> The data:
◇ ◇ ◇

PR #1424, opened 2022-10-22
update(tebex): added plasma pistol

### LINKED ISSUE #1421: add plasma gun package to store
so players can purchase an exclusive weapon that isn't super OP but still would be dope to have

all while supporting the server

Crownapple:
Added Plasma Pistol to tebex, So able to be added to a tebex package.

closes #1421


minipunch:
thanks for trying this

but I want it as a separate item completely, not just a part of the care package

minipunch (changes requested):
see comment

minipunch:
already did what I requested above, will close this now

PR #1427, opened 2022-10-23
Add Metro and Train System

maxgestic:
- Added Metro and Train Driver Jobs
- Added Drivable Metros and Trains
- Added Ticket System with checks if no valid ticket is present
- Added No Ticket 911 Calls


maxgestic:
Wont work yet cos mini needs to "Buy" the asset since its encrypted

minipunch:
So any little guide on how to start?

Or do I just go to some train station and it will tell me ?

maxgestic:
There are two icons on the map for clocking in, one at the airport subway station and one near the port

minipunch:
Can u try optimizing the client side idle time a bit

As it stands it is in the top 3 of resource-intensive scripts even when not being used

Anywhere ur looping some natives in a `while` and/or `for` loop, often times it can be things like distance checking for 3d text and input handling and what not if there are a lot of items in the collection to loop over

maxgestic:
> Can u try optimizing the client side idle time a bit
> 
> As it stands it is in the top 3 of resource-intensive scripts even when not being used
> 
> Look for anywhere ur calling some natives in a `while` and/or `for` loop, often times it can be things like distance checking for 3d text and input handling and what not if there are a lot of items in the collection to loop over especially
> 
> 

image

minipunch:
Does that pink blip get put on the map for everyone when a train is going around?
Cuz that would be dope if not already doing it lol
But yeah this looks fire
And if you can add NPCs to pick up so players can hop on and do this like trucking to earn money that would be epic
And my usa_trains idles around 0.07 after ur updates, not the 0.03 u have
But that does depend on ur PC/CPU setup so that could just be it
Tho my PC/CPU setup ain't all that bad lmao
I can still prob merge tho for now

minipunch (approved):

PR #1434, opened 2022-10-24
Added Plasma Kart

### LINKED ISSUE #1432: try this plasma kart "mario kart" script
https://forum.cfx.re/t/plasmakart-script-standalone/4790879

looks fire

Crownapple:
Plasma kart is where you can race with your friends in go karts. There is 2 mode regular and battle. Regular is where you guys just race, Battle is where you can race and sabotage your friends by laying spikes and there is boost as well.

CLOSES #1432


minipunch:
I don't think we need the `PataModElevatorV2Lock` one 

It worked fine without that one for me so let's remove that for now since I don't think it's needed?

Savage912-Official:
> I don't think we need the `PataModElevatorV2Lock` one
> 
> It worked fine without that one for me so let's remove that for now since I don't think it's needed?

Yeah, when we tested last night we didn't use that not sure why it got pushed.

Crownapple:
> I don't think we need the `PataModElevatorV2Lock` one
> 
> It worked fine without that one for me so let's remove that for now since I don't think it's needed?

Fixed

Crownapple:
closes #1432

minipunch:
> closes #1432

fyi this needs to go in the PR description

minipunch (changes requested):
@Crownapple needs to work with @ChangyBoi and or @DatBoiWeep to get the clothing component numbers right here for this script

PR #1443, opened 2022-10-25
BOATS!

Rezitoo:
Now you can buy a boat trailer and a addon boat, attach the boat to the trailer then detach it at another spot! easy to add new boats/trailers in the future as well as the default boat trailer


minipunch:
any time u add a new script it would be good if u can show a photo of the `resmon` output for it when idling to make sure it doesn't need to be optimized plz

Rezitoo:
Got you, I'll do that tomorrow

Rezitoo:
@minipunch [https://i.imgur.com/MPcLGgL.png](url) Like this?

minipunch:
Ye looks good

minipunch (approved):

PR #1449, opened 2022-10-27
Add to server.cfg

Rezitoo:
forgot to add script to cfg


Rezitoo:
I don't understand that conflict tbh

minipunch:
that happens when 2 people change the same spot in the same file

so u have to 'resolve' it by telling git what to use from which person

minipunch (approved):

◇ ◇ ◇

> Problem statement: Look back over the material above and state how many lines hold the word "setup". Write the number and nothing else.

> Result of this exercise: 2